Colheita da safra recorde de milho no MT segue avançando, longas filas para descarga nas unidades e montanhas do cereal sendo armazenadas a céu aberto, anunciam o futuro logístico do país.
Modelos climáticos, de sete dias, seguem apontando bons volumes de chuvas para o cinturão agrícola dos EUA.
Modelos de 8 a 14 dias seguem trazendo acumulados expressivos de chuvas e temperaturas mais amenas. Que certamente beneficiarão as culturas em desenvolvimento.
Acordo de exportação de grãos no mar negro, volta ao radar dos investidores.
As negociações entre a Rússia e a Ucrânia ainda estão em andamento, o que sugere que ainda existe a possibilidade de um acordo ou renovação do corredor de exportação.
Principais bolsas mundiais trabalham com tom baixista com agentes de mercado aguardando a divulgação da ATA do FOMC na volta do feriado americano.
O documento deve trazer pistas importantes sobre os rumos das taxas de juros nos EUA.
Investidores repercutem a desaceleração da atividade do setor de serviços da China em junho.
Mercado aguarda os índices sobre o mercado de trabalho dos EUA: relatório Jolts, a pesquisa ADP e o payroll do mês de junho, este último, na sexta-feira.
Petróleo estável;
Minério de ferro 0,70%
DXY 0,20%;
No BR o destaque continua sendo o meio político com importantes pautas sendo discutidas, mercado acompanha a possível prolongação da votação da reforma tributária para agosto.

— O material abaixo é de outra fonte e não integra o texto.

PR #7784, opened 2015-03-29
fix for 'npm: command not found'

giufus:
npm and npm-cli.js are in the same directory

### DIFF
--- a/bin/npm
+++ b/bin/npm
@@ -10,5 +10,5 @@ esac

Alguns deputados estão insatisfeitos com as promessas não cumpridas, como o pagamento das emendas e a demora em nomear o deputado Celso Sabino para o Ministério do Turismo.
Comissão do Senado aprova indicados para diretorias do BC; indicado para a Diretoria de Política Monetária, Gabriel Galípolo foi aprovado por 23 votos a 2; funcionário de carreira do BC, Ailton Santos foi aprovado para a Diretoria de Fiscalização por 24 votos a 1.
Uruguai expõe divergências com o Mercosul e não assina comunicado conjunto do bloco; o documento foi assinado pelos presidentes do Brasil, Argentina e Paraguai.
Boa quarta-feira, bons negócios!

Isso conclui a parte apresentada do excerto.